» Excerpted records:
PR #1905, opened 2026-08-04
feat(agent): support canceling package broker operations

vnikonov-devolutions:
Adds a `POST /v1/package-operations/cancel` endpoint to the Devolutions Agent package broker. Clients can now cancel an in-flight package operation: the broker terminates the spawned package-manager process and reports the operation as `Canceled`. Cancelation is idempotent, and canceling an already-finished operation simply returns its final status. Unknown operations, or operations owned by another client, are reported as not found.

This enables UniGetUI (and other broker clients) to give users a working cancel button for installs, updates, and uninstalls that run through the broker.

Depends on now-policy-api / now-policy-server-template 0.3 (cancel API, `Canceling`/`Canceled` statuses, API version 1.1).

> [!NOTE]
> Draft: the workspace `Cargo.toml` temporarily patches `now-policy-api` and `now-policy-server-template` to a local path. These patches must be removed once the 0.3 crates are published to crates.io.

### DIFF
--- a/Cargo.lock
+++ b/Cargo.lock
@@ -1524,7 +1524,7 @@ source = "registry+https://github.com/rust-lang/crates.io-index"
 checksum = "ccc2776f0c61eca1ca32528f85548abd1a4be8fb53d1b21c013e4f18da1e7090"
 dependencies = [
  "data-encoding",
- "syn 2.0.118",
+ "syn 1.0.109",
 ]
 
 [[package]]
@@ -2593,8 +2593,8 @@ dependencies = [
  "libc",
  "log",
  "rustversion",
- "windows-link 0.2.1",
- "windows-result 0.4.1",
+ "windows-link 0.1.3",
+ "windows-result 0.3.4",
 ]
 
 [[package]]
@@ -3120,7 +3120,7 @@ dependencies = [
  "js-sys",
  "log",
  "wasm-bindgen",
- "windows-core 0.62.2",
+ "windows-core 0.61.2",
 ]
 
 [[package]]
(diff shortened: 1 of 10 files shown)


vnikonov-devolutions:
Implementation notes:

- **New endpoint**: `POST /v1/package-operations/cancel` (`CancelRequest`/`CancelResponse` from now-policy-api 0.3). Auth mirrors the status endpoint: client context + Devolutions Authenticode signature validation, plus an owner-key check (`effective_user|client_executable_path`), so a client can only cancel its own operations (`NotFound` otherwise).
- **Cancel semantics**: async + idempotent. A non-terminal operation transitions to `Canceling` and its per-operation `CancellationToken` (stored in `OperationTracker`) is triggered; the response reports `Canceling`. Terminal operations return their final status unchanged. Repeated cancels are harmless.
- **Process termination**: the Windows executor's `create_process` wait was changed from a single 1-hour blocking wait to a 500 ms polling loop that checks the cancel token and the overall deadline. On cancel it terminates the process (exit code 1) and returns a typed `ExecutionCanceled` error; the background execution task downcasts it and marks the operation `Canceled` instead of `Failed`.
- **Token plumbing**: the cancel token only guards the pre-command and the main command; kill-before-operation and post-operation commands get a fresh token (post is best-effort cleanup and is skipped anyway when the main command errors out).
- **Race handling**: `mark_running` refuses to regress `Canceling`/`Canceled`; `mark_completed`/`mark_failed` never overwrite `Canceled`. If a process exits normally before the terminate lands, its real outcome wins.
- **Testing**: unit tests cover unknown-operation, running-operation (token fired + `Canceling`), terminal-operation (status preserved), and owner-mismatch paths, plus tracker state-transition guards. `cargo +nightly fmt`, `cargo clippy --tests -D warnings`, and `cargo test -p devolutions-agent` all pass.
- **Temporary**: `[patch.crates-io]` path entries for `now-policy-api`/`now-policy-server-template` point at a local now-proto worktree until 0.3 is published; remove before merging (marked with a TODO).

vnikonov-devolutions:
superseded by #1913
* * *
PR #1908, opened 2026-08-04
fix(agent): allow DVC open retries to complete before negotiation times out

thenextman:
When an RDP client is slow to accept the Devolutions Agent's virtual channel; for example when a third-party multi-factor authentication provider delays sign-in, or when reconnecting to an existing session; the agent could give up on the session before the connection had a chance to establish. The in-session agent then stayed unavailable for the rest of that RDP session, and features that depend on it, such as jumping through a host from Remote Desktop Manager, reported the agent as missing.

» Work required:
Where a line above contains the word "process", show that line.

» Solved exercise:
Adds a `POST /v1/package-operations/cancel` endpoint to the Devolutions Agent package broker. Clients can now cancel an in-flight package operation: the broker terminates the spawned package-manager process and reports the operation as `Canceled`. Cancelation is idempotent, and canceling an already-finished operation simply returns its final status. Unknown operations, or operations owned by another client, are reported as not found.
- **Process termination**: the Windows executor's `create_process` wait was changed from a single 1-hour blocking wait to a 500 ms polling loop that checks the cancel token and the overall deadline. On cancel it terminates the process (exit code 1) and returns a typed `ExecutionCanceled` error; the background execution task downcasts it and marks the operation `Canceled` instead of `Failed`.
- **Race handling**: `mark_running` refuses to regress `Canceling`/`Canceled`; `mark_completed`/`mark_failed` never overwrite `Canceled`. If a process exits normally before the terminate lands, its real outcome wins.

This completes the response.